By Central Bank News
    The central bank of Thailand cut its policy rate by 25 basis points to 2.75 percent, surprising financial markets, to shore up domestic demand and counter any drag from the global economy which the Bank of Thailand (BOT) described as weak and fragile.
    The BOT said its Monetary Policy Committee voted by 5 members to 2 members to cut the policy rate, which last was cut in January this year and November 2012.
    “With upside risk to inflation contained, the majority of MPC members deemed that monetary policy easing was warranted to shore up domestic demand in the period ahead and ward off the potential negative impact from the global economy, which remained weak and fragile,” the BOT said in a statement.
    Last week the bank’s governor, Prasarn Trairatvorakul, had told Bloomberg in Tokyo that there was no real need to cut rates as credit growth was rising while domestic demand was strong enough to counter the slowdown in exports from weaker international demand.
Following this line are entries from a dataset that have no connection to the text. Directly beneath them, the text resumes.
Issue #431, opened 2015-06-02
API endpoints defined in schema but not yet implemented should return 501


dcolligan:
They currently return a 404

Based on discussion in #430

dcolligan:
This would probably best be handled by also creating a `getMethods` in `_protocol_definitions` (which we can do without waiting for an error-free re-generation from a recent schema, since it will go at the bottom, separate from the rest of the data) which is used (along with `postMethods`) to check against the requested path in an error handler in `frontend.py`

dcolligan:
@jeromekelleher did you have any ideas for creating the `getMethods` attribute in `_protocol_definitions` ?  We can't generate it in the same way since those endpoints don't correspond to a request/response class.

jeromekelleher:
I was hoping there would be a way of getting at these using Avro. There is a method definition within the schema IDL, so I'd have hoped that the Avro library would provide a way of accessing it. I've gotten used to being disappointed by Avro though, so it might be as well to just define the functions in the frontend by hand.

dcolligan:
Fixed in #454

PR #454, opened 2015-06-16
Make unimplemented paths defined in schema 501

dcolligan:
As of schema version 84927c4cc9a74a3db310026de8b31cdca8bbcfd0

Issue #431 

It would probably be better to use the flask route syntax instead of the `re` module, but I'm not sure if Flask supports matching routes outside an app context...

### DIFF
--- a/ga4gh/frontend.py
+++ b/ga4gh/frontend.py
@@ -13,6 +13,7 @@ import datetime
 import flask
 import flask.ext.cors as cors
 import humanize
+import werkzeug
 
 import ga4gh
 import ga4gh.backend as backend
@@ -24,6 +25,32 @@ SEARCH_ENDPOINT_METHODS = ['POST', 'OPTIONS']
 
 
 app = flask.Flask(__name__)
+
+
+class NoConverter(werkzeug.routing.BaseConverter):
+    """
+    A converter that allows the routing matching algorithm to not
+    match on certain literal terms
+
+    This is needed because if there are e.g. two routes:
+
+    /<version>/callsets/search
+    /<version>/callsets/<id>
+
+    A request for /someVersion/callsets/search will get routed to
+    the second, which is not what we want.
+    """
+    def __init__(self, map, *items):
+        werkzeug.routing.BaseConverter.__init__(self, map)
+        self.items = items
+
+    def to_python(self, value):
+        if value in self.items:
+            raise werkzeug.routing.ValidationError()
+        return value
+
+
+app.url_map.converters['no'] = NoConverter
 
 
 class Version(object):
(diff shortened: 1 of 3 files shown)


jeromekelleher:
This looks good, but I'm a bit worried about the regex stuff. I know it's a bit tedious, but would it be simpler to just put in the handler functions and 501 from all the ones that we haven't implemented?

dcolligan:
@jeromekelleher alright, did that (which required a little flask hacking)

tests/unit/test_views.py
```diff
@@ -269,3 +272,46 @@ def testCurrentVersion(self):
...
+            '/mode/<id>',
+            '/datasets/<id>',
+            '/readgroupsets/<id>',
+            '/readgroups/<id>',
+        ]
+
+        def runRequest(method, path):
+            requestPath = path.replace('<id>', 'someId')
+            versionedPath = utils.applyVersion(requestPath)
+            print(method, versionedPath)
```
jeromekelleher: Stray print here.

ga4gh/frontend.py
```diff
@@ -384,8 +403,139 @@ def searchDatasets(version):
         version, flask.request, app.backend.searchDatasets)
 
 
+# The below paths have not yet been implemented
+
+
+@app.route('/<version>/callsets/<no(search):id>')
```
jeromekelleher: I don't get it: why the <no(search):id> bit?

dcolligan: If there are two routes, 
```
/<version>/callsets/search
/<version>/callsets/<id>
```
a request to `/someVersion/callsets/search` will be routed to the later, which is not what we want.  Therefore, we have this converter to explicitly say that the `<id>` attribute of the later should not match on a literal `search`, thus routing the request correctly.

dcolligan:
@jeromekelleher pushed update removing print statement

ga4gh/frontend.py
jeromekelleher: Ugh, this is pretty horrible. So, we can never have an object with ID = 'search'? Is this a standard RESTish issue do you think, or something new we've made up ourselves?

There's not a lot we can do about it though. Can you add a quick comment on the Converter class to explain why we need this? I'm happy to merge then.

dcolligan: I don't think it's terribly unusual to have certain reserved paths in REST (in any event, it's defined by the schema, so our hands are tied somewhat).  Alternatives would be (if `foo` is the resource):

- have an attribute in the POST payload to `/foo` specifying the action (this seems like overloading paths = bad)
- have `/foo` for CRUD methods and `/foos` for more advanced ones over all the `foo` objects like search (but foo vs foos distinction could be seen as confusing)... that is, if we even ever implement CRUD methods
- organize the URL space differently and have a `/search/foos` endpoint (seems to break the object-then-action URL simplicity)
- have some other piece of data be sent along with the usual payload to `/foo`, like a header or something (confusing)
- just assume a POST to `/foo` means we want to search (possible, but would make any CRUD implementation backwards-incompatible)

None of these seem as attractive as what we're doing now... in any event, `search` seems like a pretty improbable ID (although, I don't doubt that someone, somewhere...)

dcolligan:
@jeromekelleher pushed update with comment

jeromekelleher:
Thanks @dcolligan, merging.

ga4gh/frontend.py
jeromekelleher: Fair enough; thanks for the analysis.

    He also said confidence in Thai financial markets remained quite high but the central bank would take action if businesses started to suffer from the decline in exports.
    The BOT said the Thai economy continued to expand in the third quarter although the impact of softer global demand on exports had become more apparent.
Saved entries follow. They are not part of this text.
Issue #455, opened 2015-06-16
Unable to use referenceId, start fields in /reads/search API call


danvk:
Following the [demo instructions][1], I can query _all_ reads:

```
$ curl --data '{"readGroupIds":["low-coverage:HG00534.mapped.ILLUMINA.bwa.CHS.low_coverage.20120522"]}' --header 'Content-Type: application/json' http://localhost:8000/v0.5.1/reads/search
(many results!)
```

If I try to query a particular range, however, I get an error:

```
$ curl --data '{"readGroupIds":["low-coverage:HG00534.mapped.ILLUMINA.bwa.CHS.low_coverage.20120522"], "referenceId": "1", "start": 129650, "stop": 129670}' --header 'Content-Type: application/json' http://localhost:8000/v0.5.1/reads/search | jq .
{
  "errorCode": 2019025445,
  "message": "only one of referenceId and referenceName can be specified"
}
```

This is odd, since I didn't specify `referenceName` in the request (in fact, it's not even a valid field in [`SearchReadsRequest`][2]). Dropping the `referenceId` field, I get an even stranger error:

```
$ curl --data '{"readGroupIds":["low-coverage:HG00534.mapped.ILLUMINA.bwa.CHS.low_coverage.20120522"], "start": 129650, "stop": 129670}' --header 'Content-Type: application/json' http://localhost:8000/v0.5.1/reads/search | jq .
{
  "errorCode": 3424984409,
  "message": "Internal Server Error"
}
```

Looking at the server logs, I see this:

```
  File "pysam/calignmentfile.pyx", line 572, in pysam.calignmentfile.AlignmentFile.getrname (pysam/calignmentfile.c:8026)
ValueError: reference_id 129650 out of range 0<=tid<86
```

i.e. it looks like the `start` value is being interpreted as a `referenceId`!

I'd appreciate some help figuring out why this API endpoint is behaving so oddly. Thanks!

[1]: http://ga4gh-reference-implementation.readthedocs.org/en/latest/demo.html
[2]: https://github.com/ga4gh/schemas/blob/84927c4cc9a74a3db310026de8b31cdca8bbcfd0/src/main/resources/avro/readmethods.avdl#L16

dcolligan:
Thanks for finding these issues.  I'll have a PR up to fix this soon.

dcolligan:
Fixed in https://github.com/ga4gh/server/releases/tag/v0.1.2

Thanks for the excellent bug report, @danvk !

Issue #433, opened 2015-06-02
this query get wrong server response back.


jingchunzhu:
This following query against umd get 2520 variants back, many are not within the start and end interval
python client_dev.py -vv variants-search --variantSetIds umd --referenceName 17 --start 41227747  --end 41244748 --pageSize 1000 http://ec2-54-148-207-224.us-west-2.compute.amazonaws.com:8000/v0.6.e6d6074
2520 variants

The most strange thing is that the xena browser client (in javascript) also get the "same"(same in the sense that the same number of variants returned) wrong answer back.

however,  curl command seems to get the correct response back.

curl --data '{ "callSetIds": [],  "end": 41244748, "referenceName": "17",  "start":41227747,  "variantSetIds": ["umd”], “pageSize”:1000}’ --header 'Content-Type: application/json' http://ec2-54-148-207-224.us-west-2.compute.amazonaws.com:8000/v0.6.e6d6074/variants/search

jingchunzhu:
All three clients are now consistently getting the incorrect response back. 


pageSize parameter in the  curl command does not  seem to be used. once you manually add pageToken parameter, it also triggers the incorrect response back from the server. 

curl --data '{ "callSetIds": [], "end": 41244748, "referenceName": "17", "start":41227747, "variantSetIds": ["umd”], “pageSize”:1000}’ --header 'Content-Type: application/json' http://ec2-54-148-207-224.us-west-2.compute.amazonaws.com:8000/v0.6.e6d6074/variants/search

dcolligan:
Which version of the server is this?  Is it an old one that has the bug we fixed in this update?  https://github.com/ga4gh/server/releases/tag/v0.1.1

It looks like you are running 0.1.0b1, not 0.1.1.  Try updating and see what happens.

jingchunzhu:
For querying umd database on chr17 between position 41227747 to 41244748 the server found 2520 variants, many are not in this interval.  

here are just a random copy of paste a few that are outside (both start and end) the interval. 

variant_start     variant_end
41226453        41226454
41226456        41226457
41226473        41226474
41226487        41226488
41226487        41226488
41226487        41226488
41226487        41226488
41226487        41226488
41226487        41226488

You should see the same thing using the python client.


server implementation used:  http://ec2-54-148-207-224.us-west-2.compute.amazonaws.com:8000/v0.5.1  

GA4GH reference server 0.1.1

Protocol version 0.5.1

Operations available

Method	Path
GET	/v0.5.1
[...]

PR #456, opened 2015-06-16
Fixes for reads/search

dcolligan:
- fix referenceId and referenceName not getting passed correctly
- sanitize pysam getrname calls

Issue #455 

The first error was probably introduced when we backported the paging changes to `stable` without taking into account the API signature change.

We should bundle this change, along with the paging fix in #433, into a new bugfix release, IMHO.

We should also forward-port the sanitization changes.


jeromekelleher:
Looks good, thanks @dcolligan. I agree about the process --- we should get a bugfix release out ASAP.

On the process though, I think we should start using a release branch. We should keep the stable branch just for stuff we've actually released, not stuff we're about to release soon. I've created the release-0.1 branch for this; can you change this PR so that it's against that branch please?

    Despite a weak global economic outlook, the BOT said policy easing in major economies was supporting global financial market sentiment and there was some improvement in US housing and labor markets. But fiscal risks in the U.S. and resolution of the debt crises in Europe continued to pose significant risks to the outlook.
    The central bank expects the global economy to gradually improve in 2013 but added “the substantial degree of uncertainty surrounding the outlook could hamper exports.”
    It added that domestic spending and investment remain robust but was starting to moderate as expenditures linked to last year’s flood tapered off.
    “Credit growth to the private sector remained high and warranted closer monitoring, while inflationary pressure stabilised at an acceptable level,” the BOT said.
    Thailand’s headline inflation jumped to an annual rate of 3.4 percent in  September, but core inflation only rose by 1.9 percent, within the bank’s target range of 0.5 to 3.0 percent.
     The BOT has forecast consumer price inflation of 2.9 percent this year and the government has said the rate was 2.94 percent for the first nine months while the core inflation rate was 2.19 percent.

    Thailand’s Gross Domestic Product expanded by 3.3 percent in the second quarter from the first after rebounding by an all-time high of 10.8 percent in the first quarter from last year’s floods. The annual growth rate in the second quarter was 4.2 percent.

    The central bank has forecast growth of 5.7 percent this year and 5.0 per cent in 2013.